Post
Topic
Board Hardware
Re: Official Open Source FPGA Bitcoin Miner (Smaller Devices Now Supported!)
by
makomk
on 27/07/2011, 13:23:02 UTC
edit: update
if I use this for the K and K_next assignment when LOOP == 1, I don't get the LUT messages anymore:
Quote
`ifdef USE_RAM_FOR_KS
         if ( LOOP == 1) begin
            assign K = Ks_mem[ i ];
            assign K_next = Ks_mem[ i + 1 ];
         end else begin
...
I think the problem is that K and K_next are not assigned in a clock state, thus they become asynchronous combinatorial logic - and XST can't map that to a ROM?  Or maybe it's the addition of using a multiplier output as an address selector?  Something in there XST wasn't liking for me.
I'm guessing the reason you don't get the LUT RAM messages anymore is because xst is now interpreting that as a single constant value rather than as a table lookup. (Since i is a genvar, both i and i+1 are constant at synthesis time, and xst already knows Ks_mem is read-only.)

I was able to achieve 100MHz and route it with the current design, slightly modified.  Changed the PLL to output clk0 so no clock division, and I changed the K/K_next assignments as to what I described in my previous post.  This routes it to a min clock period of 9.742ns for me.
Congratulations, nice one! Wonder what exactly ISE was doing before...
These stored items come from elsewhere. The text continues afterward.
PR #2579, opened 2023-08-11
Add "show all files" option for filesystem menu

MatusGuy:
For example: choosing the sprite for a bonus block will show a gigantic list mostly of pngs when only the sprites matter

Fix this by only showing the pngs optionally via checkbox

### DIFF
--- a/src/editor/object_option.cpp
+++ b/src/editor/object_option.cpp
@@ -403,15 +403,11 @@ ScriptObjectOption::add_to_menu(Menu& menu) const
 FileObjectOption::FileObjectOption(const std::string& text, std::string* pointer,
                                    std::optional<std::string> default_value,
                                    const std::string& key,
-                                   std::vector<std::string> filter,
-                                   const std::string& basedir,
-                                   bool path_relative_to_basedir,
+                                   FileSystemMenu::MenuParams& params,
                                    unsigned int flags) :
   ObjectOption(text, key, flags, pointer),
   m_default_value(std::move(default_value)),
-  m_filter(std::move(filter)),
-  m_basedir(basedir),
-  m_path_relative_to_basedir(path_relative_to_basedir)
+  m_params(params)
 {
 }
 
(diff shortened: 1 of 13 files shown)


mrkubax10 (approved):

Vankata453:
Sometimes, `.png` and `.jpg` files are needed for sprites and surfaces. This PR makes it, so those file types could be selected using the "Show all files" option, but that will also show other file types which are not valid for selecting neither sprites or surfaces.

My proposal is that this PR makes it, so `FileSystemMenu` takes two vectors on initialization: One to indicate required file types to show, and another for additional file types. This way, less commonly used file types would be hidden by default, but still accessible, without invalid file types showing alongside them.

MatusGuy:
if only it COMPILED!! 😁😁😁😁😁

src/editor/object_option.cpp
```diff
@@ -410,13 +410,15 @@ FileObjectOption::FileObjectOption(const std::string& text, std::string* pointer
                                    std::vector<std::string> filter,
                                    const std::string& basedir,
                                    bool path_relative_to_basedir,
+                                   std::vector<std::string> additional_filter,
```
mrkubax10, line 415: Pass `additional_filter` as const reference.

src/editor/object_option.hpp
```diff
@@ -279,7 +279,8 @@ class FileObjectOption : public ObjectOption
                    std::vector<std::string> filter,
                    const std::string& basedir,
                    bool path_relative_to_basedir,
-                   unsigned int flags);
+                   std::vector<std::string> additional_filter = {},
```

It also seems like the worst case critical path related to the 100MHz clock is between Hasher[8] and Hasher[13], looks like an output of an adder in Hasher[8], adding rx_state and k_next gets registered into Hasher[13]'s shift_w1 register.
That's interesting.

Edit: Just noticed there was another page of discussion. fpgaminer's explanation is indeed correct, including for the bits I modified. (I'm afraid I'm actually responsible for a lot of the confusing bits, including the cur_ prefixes which are there to distinguish between the values of wn in this round and the variable new_w15 which holds the value of w15 used by the next round.)
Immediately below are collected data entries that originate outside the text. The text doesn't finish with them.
PR #2580, opened 2023-08-13
Add `Tux.set_velocity()` to scripting API.

tylerandari13:
Pretty self explanatory.

We have Tux.get_velocity_x() and Tux.get_velocity_y() so why not add a velocity setter as well?


mrkubax10 (approved):

src/scripting/player.hpp
```diff
@@ -193,6 +193,11 @@ class Player final
    */
   float get_velocity_y() const;
 
+  /**
+   * Sets the velocity of the player to a programmable/variable speed.
+   */
```
tobbi, line 198: Add documentation for params.

tylerandari13: I noticed `Tux.set_pos()` doesn't have params either, so to keep things consistent i didn't add params here either.

mrkubax10: It should have param documentation for scripting reference.

tylerandari13: ok then, ill add params to the function

PR #2584, opened 2023-08-17
Fix corrupted crusher not spawning roots when hit.top

Narre:
When the corrupted Crusher was added, for some reason, it was only programmed to spawn CrusherRoots when hitting bottom, left or right, but not top. This prevented it from spawning the roots during levelflip. The roots didn't even have a sprite action for that direction.

Also, CRLF→LF in corrupted Crusher and CrusherRoot sprite files.

Left = before, right = this PR

https://github.com/SuperTux/supertux/assets/14074789/6a32fde0-4590-47b7-9e06-e18db7bc485a


src/badguy/crusher.cpp
```diff
@@ -694,6 +705,11 @@ CrusherRoot::start_animation()
     m_sprite->set_animation_loops(1);
     break;
 
+  case Crusher::Direction::UP:
+    set_action("upwards");
+    m_sprite->set_animation_loops(1);
```
tobbi, line 710: the calls to "set_animation_loops" can be moved out of the 'case's

tobbi (approved):

mrkubax10 (approved):

PR #2587, opened 2023-08-17
Do not count harmless fish towards fragging + no collision

Narre:
It's not an enemy, it doesn't hurt Tux and there's no reason to kill it.

EDIT: After a Discord discussion, I also disabled its collision, making it an ambient entity.


bruhmoent:
I agree.

Vankata453 (approved):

It might be more useful to think of the w computation as being
Code:
w[i+16] = w[i] + s0(w[i+1]) + w[i+9] + s1(w[i+14])
because that's effectively how it's being calculated. cur_w actually means w[+i] and next_w15 will hold the value of w[i+16] one clock cycle later.
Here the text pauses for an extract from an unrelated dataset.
PR #2590, opened 2023-08-18
Fix missing (or rather, not loading) editor sprite actions

Narre:
Right now, some badguys in the editor show the wrong sprite action (mostly for `Direction::AUTO`, but fish with "`swim`" actions for all directions). There was also a bug that the editor checked `m_dir` instead of `m_start_dir` for the badguys with `Direction::AUTO`. (`m_dir` is the current direction when the level is running, `m_start_dir` is the direction saved in the `.stl` level file that the enemy starts in).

This is only applicable to makomk's latest revisions, where I think he chose to do a long chain loop instead of tight feedback because of how the W shift registers are implemented at LOOP_LOG2>0. He'll have to chime in here to verify, as I haven't worked all the logic out for myself.
That's one reason for the change, but it's probably not the only one; all those muxes at every stage in the pipeline aren't exactly cheap from what I can tell. (Also: don't forget the extra added clock cycle of delay in the feedback path in order to make each piece of data arrive at the input with cnt one higher than on its previous pass through the pipeline.)